GRASWEG

ENG / ITA

In 1996, the Centre for Psychiatric Health of Colmar, in French Alsace, changed its location from its original home in a 20 year-old structure to a new hospital building in the centre of the old town of Colmar (near Basel). The Centre’s administration decided to offer a residency to an artist to make a large wall painting for the entrance hall of the new building, and Pietro Ruffo received the invitation. Ruffo worked in collaboration with the resident patients with the objective of at the same time producing a permanent work and easing their process of transition from one building to another. Over the span of 40 days, Ruffo organized daily workshops with the patients, involving them in tracing and getting familiar with the physical aspects of the new space and landscape. He encouraged the patients to draw, paint, produce video footage of and photograph the route from the old building to the new one, as well as of the final location, complete with its premises, pavilions, parks. Ruffo decided, at the same time, to introduce the patients to the deeply emotional Grunewald Altar Piece, located near Colmar. The connection seemed relevant, as the altarpiece in fact translates and gives shape to the horrors and phobias of human imagination, and is itself an ode to the difficult path human beings have in confronting the pains and sorrows of solitude and isolation. Grasweg (2008) is the result of Ruffo’s reflections on this experience after both the workshops and the permanent wall painting had been finished.

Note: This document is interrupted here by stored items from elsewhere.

PR #5541, opened 2023-10-19
fix(prom/scrape): recreate internal scraper after reloaded

### LINKED ISSUE #5428: Grafana agent Flow module returning Healthy status when child component is not.
### Request

Grafana agent  to report consistent and real status for modules in the UI

Grafana agent Flow module is returning Healthy status when dependant part of it is not.
It would be nice to report the module as NOT HEALTHY when some of the child components are unhealthy

Grafana Agent version FLOW Mode
Version 0.36.2

### Use case

For consitency and observability of the real situation

### LINKED ISSUE #5536: Enabling enable_protobuf_negotiation in prometheus.scrape component requires restart
### What's wrong?

Set the configuration option `enable_protobuf_negotiation` in agent flow config.
Config was reloaded , but the option did not become effective.

E.g. DT, PR 98147.

### Steps to reproduce

1. Start Grafana Agent in Flow more without the option and start scraping an application that has native histograms.
2. Set the option to true and reload configuration.

### System information

_No response_

### Software version

_No response_

### Configuration

_No response_

### Logs

_No response_

hainenber:
#### PR Description
Recreate internal scrapeManager of  `prometheus.scrape` Flow component and hence multiple options will be applied once getting reload signal

Fixes #5536 

#### Notes to the Reviewer
Let me know if a unit test is required or current setup is enough to ensure no regression since this seems pretty convoluted to write a straightforward test.

#### PR Checklist

- [x] CHANGELOG.md updated
- [] Documentation added
- [ ] Tests updated

### DIFF
--- a/component/prometheus/scrape/scrape.go
+++ b/component/prometheus/scrape/scrape.go
@@ -140,27 +140,11 @@ var (
 
 // New creates a new prometheus.scrape component.
 func New(o component.Options, args Arguments) (*Component, error) {
-	data, err := o.GetServiceData(http.ServiceName)
-	if err != nil {
-		return nil, fmt.Errorf("failed to get information about HTTP server: %w", err)
-	}
-	httpData := data.(http.Data)
-
-	data, err = o.GetServiceData(cluster.ServiceName)
+	data, err := o.GetServiceData(cluster.ServiceName)
 	if err != nil {
 		return nil, fmt.Errorf("failed to get information about cluster: %w", err)
 	}
 	clusterData := data.(cluster.Cluster)
-
-	flowAppendable := prometheus.NewFanout(args.ForwardTo, o.ID, o.Registerer)
-	scrapeOptions := &scrape.Options{
-		ExtraMetrics: args.ExtraMetrics,
-		HTTPClientOptions: []config_util.HTTPClientOption{
-			config_util.WithDialContextFunc(httpData.DialFunc),
-		},
-		EnableProtobufNegotiation: args.EnableProtobufNegotiation,
-	}
-	scraper := scrape.NewManager(scrapeOptions, o.Logger, flowAppendable)
 
 	targetsGauge := client_prometheus.NewGauge(client_prometheus.GaugeOpts{
 		Name: "agent_prometheus_scrape_targets_gauge",
@@ -174,10 +158,18 @@ func New(o component.Options, args Arguments) (*Component, error) {
 		opts:          o,
 		cluster:       clusterData,
 		reloadTargets: make(chan struct{}, 1),
-		scraper:       scraper,
-		appendable:    flowAppendable,
 		targetsGauge:  targetsGauge,
 	}
+
+	// Update created component with prometheus.Fanout and prometheus.ScrapeManager
+	data, err = o.GetServiceData(http.ServiceName)
+	if err != nil {
+		return nil, fmt.Errorf("failed to get information about HTTP server: %w", err)
+	}
+	httpData := data.(http.Data)
+	flowAppendable, scraper := c.createPromScrapeResources(httpData, args)
+	c.appendable = flowAppendable
+	c.scraper = scraper
 
 	// Call to Update() to set the receivers and targets once at the start.
 	if err := c.Update(args); err != nil {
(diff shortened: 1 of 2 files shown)


component/prometheus/scrape/scrape.go
```diff
@@ -174,11 +158,19 @@ func New(o component.Options, args Arguments) (*Component, error) {
...
 
+	// Update created component with prometheus.Fanout and prometheus.ScrapeManager
+	data, err = o.GetServiceData(http.ServiceName)
+	if err != nil {
+		return nil, fmt.Errorf("failed to get information about HTTP server: %w", err)
+	}
+	httpData := data.(http.Data)
+	flowAppendable, scraper := c.createPromScrapeResources(httpData, args)
+	c.appendable = flowAppendable
+	c.scraper = scraper
```
rfratto, line 172: Is this necessary, if the same code will run in Update on line 175?

component/prometheus/scrape/scrape.go
```diff
@@ -236,13 +228,22 @@ func (c *Component) Update(args component.Arguments) error {
...
 	c.args = newArgs
 
+	// Update scraper with scrape options
+	data, err := c.opts.GetServiceData(http.ServiceName)
+	if err != nil {
+		return fmt.Errorf("failed to get information about HTTP server: %w", err)
+	}
+	newFlowAppendables, newScraper := c.createPromScrapeResources(data.(http.Data), newArgs)
+	c.appendable = newFlowAppendables
+	c.scraper = newScraper
```
rfratto, line 238: There's an issue here: the Run method runs the original `c.scraper`, and will never terminate that scraper/run the new one that's created. This means the changes here on subsequent updates will never truly apply.

component/prometheus/scrape/scrape.go
```diff
@@ -236,13 +228,22 @@ func (c *Component) Update(args component.Arguments) error {
 	defer c.mut.Unlock()
 	c.args = newArgs
 
+	// Update scraper with scrape options
+	data, err := c.opts.GetServiceData(http.ServiceName)
+	if err != nil {
+		return fmt.Errorf("failed to get information about HTTP server: %w", err)
+	}
+	newFlowAppendables, newScraper := c.createPromScrapeResources(data.(http.Data), newArgs)
+	c.appendable = newFlowAppendables
```
rfratto, line 237: I don't think we have to recreate the appendables; the call to UpdateChildren on line 240 should be sufficient, and we can return to having only one instance of `c.appendable` for the lifetime of the component.

rfratto (commented):
Thanks! This is heading in the right direction but needs some more work before it's mergeable. 

Can you write a unit test for this? It would be helpful for us to validate the fix with automation instead of reviewing by eye.

hainenber:
Alrighty, I'll try writing one 😄

component/prometheus/scrape/scrape.go
hainenber: I was trying to retain the previous setup. Now you're saying, it does look extra. Let see if the upcoming unit test can invalidate this step and I'll remove it

component/prometheus/scrape/scrape.go
hainenber: Sounds great, -1 work for me then 😄

rfratto:
@hainenber You might find the [componenttest](https://github.com/grafana/agent/tree/main/pkg/flow/componenttest) package useful here to test components (Look for other unit tests which use it to get examples).

This will handle running/updating the component for you so you can focus your unit test on creating a fake scrape target and determining whether protobuf negotiation is actually enabled. You'll know protobuf negotation is being used by looking at the `Accept` header sent to scrape targets; if it includes `vnd.google.protobuf`, then protobuf negotiation is enabled.

component/prometheus/scrape/scrape.go
hainenber: I totally missed this one out 🫣 

But I do think we can rewrite the scraper's Run goroutine into a for-select loop to handle scraper restart. 

Let me try out my luck on this.

hainenber:
Hi there, I've found making the goroutine in Run() function reloadable pretty tough and think it's much better to fix this on upstream, namely `prometheus/prometheus`.

I've made a [PR](https://github.com/prometheus/prometheus/pull/13017) to address it. Once the patch got merged, hopefully someone can cherry-pick it into a new `grafana/prometheus` 😄 

For now, this PR will be closed in anticipation.

hainenber:
Turns out [the `enable_protobuf_negotiation` option has been deprecated in latest `prometheus`](https://github.com/hainenber/prometheus/commit/624b973ebf4d0d7ed863b5538d7940c9c66c5cd0#diff-344d08b4acfbe19edf8173007073c1f12f126c10830855eca8d47936e53f9371).

The new option, `scrape_protocol`, can be specified in `scrape_configs` and normal agent reload will help fixing original issue.

My PR on `prometheus/prometheus` is still opened to allow reloading the manager with less diffused options, such as `extra_metrics`

PR #5542, opened 2023-10-19
docs: Add label to prometheus.exporter.unix

jkroepke:
Ref: #5361

#### PR Description

Missing label for prometheus.exporter.unix

See #5361

#### PR Checklist

- [ ] CHANGELOG.md updated
- [x] Documentation added
- [ ] Tests updated
- [ ] Config converters updated

PR #5543, opened 2023-10-19
docs: fix old instances of prometheus.exporter.unix not needing a label

rfratto:
PR #5361 removed the concept of "singleton components" (components which must not have a user-specified label), and thus made prometheus.exporter.unix require a label.

However, documentation referring to the old form of this component was not updated to include a label.

Related to #5542.

### DIFF
--- a/docs/sources/flow/concepts/configuration_language.md
+++ b/docs/sources/flow/concepts/configuration_language.md
@@ -73,10 +73,6 @@ The most common expression is to reference the exports of a component like
 formed by merging the component's name (e.g., `local.file`), label (e.g.,
 `password_file`), and export name (e.g., `content`), delimited by period.
 
-For components that don't use labels, like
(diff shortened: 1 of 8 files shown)


docs/sources/flow/concepts/configuration_language.md
```diff
@@ -73,10 +73,6 @@ The most common expression is to reference the exports of a component like
 formed by merging the component's name (e.g., `local.file`), label (e.g.,
 `password_file`), and export name (e.g., `content`), delimited by period.
 
-For components that don't use labels, like
-`prometheus.exporter.unix`, only combine the component name with
-export name: `prometheus.exporter.unix.targets`.
```
rfratto, line 78: There is no longer any component which doesn't use a label; all of them require specifying a label.

tpaschalis (approved):

PR #5556, opened 2023-10-20
docs: remove implication that flow mode doesn't have feature parity from about page

rfratto:
Flow mode has feature parity with static mode and operator in v0.37. This removes references implying it doesn't.


clayton-cornell (approved):
I forgot to fix that one!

It gives final expression to the process though a series of large-format portraits of the resident patients (Graphite, ink, gesso on board), large self‐sustaining watercolour drawings (on rolls of paper 245 cm tall) of the local landscape incorporating details from Grunewald’s altar piece, and a video composed of fragments shot by the patients themselves, in which they try to find visual and emotional correspondences between the Altar Piece and the landscape and terrain of Colmar. These are combined with documentary sections shot by Ruffo showing the patients at work, absorbed in observation or in research of the assigned topics. The result is a strong and moving life‐size installation which tells a tale of solitude, of the depths and highlights of imagination, of inner struggle and of a search for peace.